Earth Writings Exhibition
Library, Maynooth University
November 20 2019
Seoidín O’Sullivan
artist | arts educator | interdisciplinary researcher
Exhibition Details:
HARD/GRAFT (2017 – 2020)
Artist’s sketches, images, artefacts from workshops of grafting heritage orchard trees, ‘Larceny of apples’ from Kilmainham Prison archives, video.
Towards community orchards and food forests for inner city Dublin, HARD /GRAFT is a collaborative arts project developed through a Citizen Artist Award with Studio 468, Common Ground.
The exhibition is a collection of material making and moments across the project.
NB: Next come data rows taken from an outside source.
PR #339, opened 2021-03-09
feat: add ability to use EFS access points

jusiskin:
## Summary

This change modifies the `MountableEfs` class to accept an optional `accessPoint` property. When specified, the construct will generate user data that mounts the EFS file-system using the access point.

This allows the process accessing the file-system to use a UID/GID different than what UID/GID of the user running the process on the file-system mount.

## Additional Changes

The AWS-all-in-basic examples were modified to use EFS access points.

## Testing

*   Both of the Python and TypeScript examples were tested with Deadline Docker recipes where the container UID/GID would not have POSIX permissions to the EFS without an access point. When using EFS access points, the container is able to read/write to the EFS as expected.
*   Ran the RFDK integration tests on this branch and they all passed

----

### DIFF
--- a/examples/deadline/All-In-AWS-Infrastructure-Basic/python/package/lib/service_tier.py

The project explores sustainable, just and feminist cities; reproductive labour; care; land access; biodiversity; food access; and common public space. The orchard, once a space of privilege, becomes a hybrid space where the domestic, agricultural, community and critical moment meet.
HARD /GRAFT begins with fruit tree grafting. The Graft is the tree’s rhizome. By cutting branches (scion) we quite quickly graft and reproduce many trees.
Working with community groups and residents in St Andrews community centre, we collectively grafted 80 heritage apple trees from UCD Lamb-Clarke Collection towards that are now housed in a tree nursery in Richmond Barracks and will be planted across orchard sites in the coming weeks. By collectively grafting, planting and meeting, we create solidarity and alliance.
Artist’s Biography
Seoidín O’Sullivan is an artist, arts educator, and interdisciplinary researcher. Her projects are collaborative and focus on people joining together in action to protect and develop an aspect of their local commons.
She has a Masters in Fine Art Media from NCAD and is Art Lecturer in DCU’s department of Education.
Last year she was awarded the Next Generation Arts Council Bursary and in 2017 the Chicago Hyde Park Residency Award with IMMA and CREATE.Her art projects are collaborative and focus on people joining together in action to protect and develop an aspect of their local commons.